How to derive the wave equation with external forces?

Question

Without external forces the derivation is quite straightforward, but when external forces are involved, it becomes harder. I've been stuck on this problem for a while now so I turned to this derivation for help. Unfortunately, the only parts I do not understand are probably the most important.
I think the gist of those notes is to break up the string into many tiny "rigid" intervals and then use Newton's Law to derive a relation between the mass, acceleration and sum of all forces on that rigid piece of wire.
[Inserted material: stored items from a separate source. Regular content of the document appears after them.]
PR #1235, opened 2026-08-03
Refuse --local-model (when required ollama asset is missing) rather than downloading 11.4 GB implicitly (ADR 0093)

### LINKED ISSUE #1183: curie local up --local-model hangs

yichenzhang-curietech:
Closes #1183. Implements [ADR 0093](https://github.com/curie-eng/curie/blob/task/1183-local-model-preflight/docs/adr/0093-local-model-assets-are-pre-provisioned-never-implicitly-downloaded.md), added as `Draft` in the first commit.

> ⚠️ **Process note.** `docs/adr/AGENTS.md` step 4 is "begin implementation only after acceptance", and 0093 is a Draft. The two commits are split so the ADR can be reviewed, and flipped to `Accepted`, independently of the code. If you'd rather follow the letter of the procedure, the ADR commit can land alone first and I'll re-open the implementation against an Accepted 0093 — say the word.

## It was never a hang

`--local-model` fetches **~11.4 GB** before it can start anything, and announces none of it:

| asset | size | fetched by |
|---|---|---|
| `ollama/ollama:0.24.0` image | **8.93 GB** | the host docker daemon, as a `compose up` side effect |
| `qwen3:4b` weights (the default) | **2.5 GB** | the `ollama-pull` one-shot container |

Measured end to end on macOS arm64 over a ~30 MB/s link:

| state | wall clock | bytes curie printed |
|---|---|---|
| image cold, model cold | **232s** | **0** |
| image warm, model cold | 137s | 0 |
| both warm | **17.9s** | normal |

On a 50 Mbit/s link the cold case is roughly half an hour behind a spinner reading `starting dev stack`. There is also no upper bound: `--wait-timeout 15` against the cold image pull was measured still running **135s and exiting 0**, because that flag covers compose's readiness wait, not the pull before it.

The issue's "relevant output or logs" block is empty. That is the symptom, not an omission — there was nothing to paste. During the investigation a genuinely wedged `docker-credential-desktop` produced a byte-for-byte identical screen and never returned at all, which is the part an operator cannot be asked to distinguish.

## What changes

`--local-model` requires both assets to be present, and refuses before bringing anything up when either is not:

```console
$ curie local up --local-model
Error: local model assets are not on this machine, and curie does not download them implicitly:
  - docker image  ollama/ollama:0.24.0  (~8.9 GB)
  - model         qwen3:4b  (size depends on the model; the qwen3:4b default is ~2.5 GB)
fetch them now with:
  curie local up --local-model qwen3:4b --pull-model
a first fetch can take ~30 min on a 50 Mbit/s link; once both are cached a re-up is seconds
```

`--pull-model` accepts the download for that run. With both cached, nothing changes — same compose invocation, same 17.9s.

The preflight is strictly offline and escalates only as far as it must: `docker image inspect` (~32ms) settles the image, a missing volume settles the model without starting anything, and only a machine that has both pays for the one probe that reads the volume — a throwaway container off the Ollama image just shown to be present (~2s).

`skill up --local-model` answers identically per ADR 0041; only its volume (`<container>-ollama-data`) and fix hint differ. `cluster up --local-model` is untouched: its model is the in-chart inference Deployment, so there is nothing host-side to provision and no flag.

## Proof it actually refuses

AGENTS.md asks a guard to be proven by execution, not by assertion. All four states, real binary, real docker:

| case | state | result |
|---|---|---|
| **A** | image cached, `qwen3:0.6b` not | refuses in **0s**, lists **only** the model — not the 8.9 GB image the machine already has |
| **B** | both cached | **18.1s**, unchanged, stack up |
| **C** | image absent | refuses, lists **both** assets |
| **D** | `--pull-model`, model absent | no refusal; `curie-ollama-pull-1:running` — it reached the actual pull |

Case C removed `ollama/ollama:0.24.0` after re-tagging it aside, so the layers survived and the tag was restored afterwards — the missing-image path is exercised without an 8.93 GB re-download.

Case A vs D is the sharpest contrast: identical command, one errors at 0s, the other is still pulling 15s later.

## Tests

Seven new unit tests over the pure parts:

- `model_manifest_path_mirrors_ollama_layout` — the manifest path **is** the "already pulled?" test, so getting it wrong means a false refusal or the implicit download coming back. Verified against a real volume: `qwen3:4b` really does live at `models/manifests/registry.ollama.ai/library/qwen3/4b`. Covers bare names, no-tag (`latest`), namespaced, and self-hosted-registry refs.
- `model_manifest_path_does_not_mistake_a_host_port_for_a_tag` — splitting on the first colon instead of the last would look for a model named after the host, always miss, and refuse a machine that has the model.
- `missing_assets_message_names_only_what_is_missing_and_how_to_get_it` — including both mirror cases, because listing a cached asset would send the operator to re-fetch 8.9 GB they already have.
- `missing_assets_message_never_hands_out_a_raw_docker_command` — this message is the most tempting place in the codebase to break CLAUDE.md's single-surface rule.
- `compose_ollama_volume_and_image_match_the_compose_file` — **a drift guard, not a unit test.** The preflight names compose's volume and image from Rust, so they are two sibling definitions of one fact. A renamed volume or bumped tag without this constant following would probe an empty volume (refusing a machine that has the model) or inspect an image compose never runs (waving through one that does not). Same guard shape as the `endpoints_match_compose_file` directly above it.

Local gates: `cargo fmt --check`, `cargo clippy --all-targets -- -D warnings`, full `cargo test` (**37 suites, 622 lib tests, 0 failures**), `curie dev field-parity`, `curie dev emit-parity`, `bash scripts/check-docs.sh`.

## Docs

- **`docs/local-model.md`** — a new "First run: the assets are not downloaded for you" section with the sizes, the refusal, `--pull-model`, and the measured cold/warm numbers. Also **fixes an existing gap**: the page documented model sizes but never mentioned the 8.93 GB image at all, which is the larger half and the one whose download phase has no container to inspect. The volume name is corrected to `curie_ollama_data` (it said `ollama_data`, which is the compose declaration, not the created volume).
- **`cli/README.md`** — `--local-model` and `--pull-model` documented on both the `skill up` and `local up` rows. `--local-model` was previously undocumented in that table.
- Command manifests regenerated (`cli/command-manifest.json` and the committed `apps/ui/src/generated/commandManifest.ts`).

## Scope

`local rebuild --local-model` is deliberately not preflighted: it runs `--no-deps <service>`, so it never brings up `ollama`/`ollama-pull` and is not a download vector.

Still open, and explicitly out of scope in the ADR: a first `curie local up` with **no** `--local-model` still pulls ~9 other images silently and unboundedly, and any of them can wedge forever. Bounding operator verbs in wall clock and streaming their subprocess output are the other two halves #1183 turned up; they want their own issues and probably one shared ADR.


yichenzhang-curietech:
## CI: 24/26 pass. Both red checks are dependency audits that are **already red on `main`**

Everything this PR can affect is green — `Rust (fmt + clippy + test)`, `Python (ruff + mypy + pytest)`, `UI`, all three `E2E parity ladder` rungs, every image build, `Compose`, `Contracts`, `CodeQL`, `gitleaks`, `cargo audit`, and `Commit messages`.

The two failures are the `Dependency Audit` workflow, and it is failing repo-wide, not here:

```
failure  main                              2026-08-03T21:37:04Z
failure  main                              2026-08-03T21:08:16Z
success  main                              2026-08-03T13:08:10Z   <- last green
```

Two independent advisories both published today, after that last green run. This PR touches one Rust module, two docs and the generated manifests; it cannot cause either.

### `pip-audit` — `cryptography` 49.0.0, CVE-2026-69247

**Not reachable in this codebase.** The advisory is the `pkcs7_decrypt_der` / PEM / S/MIME Bleichenbacher oracle fixed in `cryptography` 50.0.0 (released 2026-07-31): distinguishable errors and timing when unwrapping a `RecipientInfo`'s `encryptedKey`, exploitable by a caller that **decrypts untrusted PKCS#7 messages**.

Curie decrypts no PKCS#7 and never imports the module:

- `cryptography` is not a direct dependency of any workspace package. Its only path in is `pyjwt[crypto]>=2.10` (`apps/api/pyproject.toml`).
- The one production use of that is `apps/api/src/curie_api/github_app.py` — `jwt.encode(..., algorithm="RS256")`, RSA **signing** for the GitHub App identity (ADR 0092). Signing does not touch the PKCS#7 decrypt path.
- `grep -rn 'pkcs7\|smime'` across `apps/`, `packages/` and `runner/` returns nothing. The only direct `cryptography` imports anywhere are `serialization` + `rsa` in `apps/api/tests/test_github_app.py`, generating a test key.

So the exposure is nil, but the gate is deliberately fail-closed on *any* advisory rather than doing reachability analysis, and the bump is the right move regardless. **Dependabot #1232 already does exactly it** (49.0.0 → 50.0.0); #1234 also touches the Python manifests. Merging either clears this job. Our RS256 usage is unaffected by 50.0.0's FFDH deprecation.

### `pnpm audit` — `postcss` 8.5.19, GHSA-fxqj-rqcc-2cmp

Published 2026-08-03 17:11:39 UTC, also after main's last green run. Diagnosed in detail on #1231: transitive-only via `vite@8.1.5`, vulnerable `<=8.5.22`, patched `>=8.5.23`.

Worth flagging that **no Dependabot PR exists for this one and none will**: the resolution is pinned transitively, and `pnpm update postcss -r` does not lift it even with `--depth Infinity`. It needs a `pnpm.overrides` entry, verified locally as a 5-line `package.json` addition plus a one-version lockfile hunk, after which `pnpm audit` is clean and `pnpm lint` / `pnpm test` (24 files, 143 tests) / `pnpm build` all pass.

Both are unrelated dependency work and are deliberately not riding along in this PR.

However, when they say "we shall denote by $F(x,t)\Delta x$ the sum of the external forces on the string" I do not get why we would multiply a force by a length.
The formula given in the linked notes is, $$\overbrace{\rho(x)}^{\text{density}}\underbrace{\sqrt{\Delta x^2+\Delta u ^2}}_{\text{length}}u_{tt}=\overbrace{T(x+\Delta x,t)\sin \theta (x+\Delta x,t)-T(x,t)\sin \theta (x,t)}^{\text{sum of tension forces on ends of string}}+\underbrace{F(x,t)\Delta x}_{\text{external forces}}$$ Where $u(x,t)$ is the distance at time $t$ from the equilibrium point to the point at position $x$ on the string and $\theta(x,t)$ is the angle between the horizontal and the tangent line at position $x$ at time $t$. What I just do not understand is why the external forces get represented as $F(x,t)\Delta x$ and not simply as $F(x,t)$. Is it just to avoid problems when dividing by $\Delta x$ and letting $\Delta x \to 0$? Why is this justified, or what is the reasoning behind it?

Answer 1

The left-hand side is infinitesimal, right? So is the difference between tension forces on the right-hand side. So if the author had just written $F(x,t)$, then that would have been an infinitesimal quantity too, i.e. $dF(x,t)$ in fact. But necessarily $dF(x,t) \propto \Delta x$, and the author has chosen to denote by $F(x,t)$ that proportionality factor instead.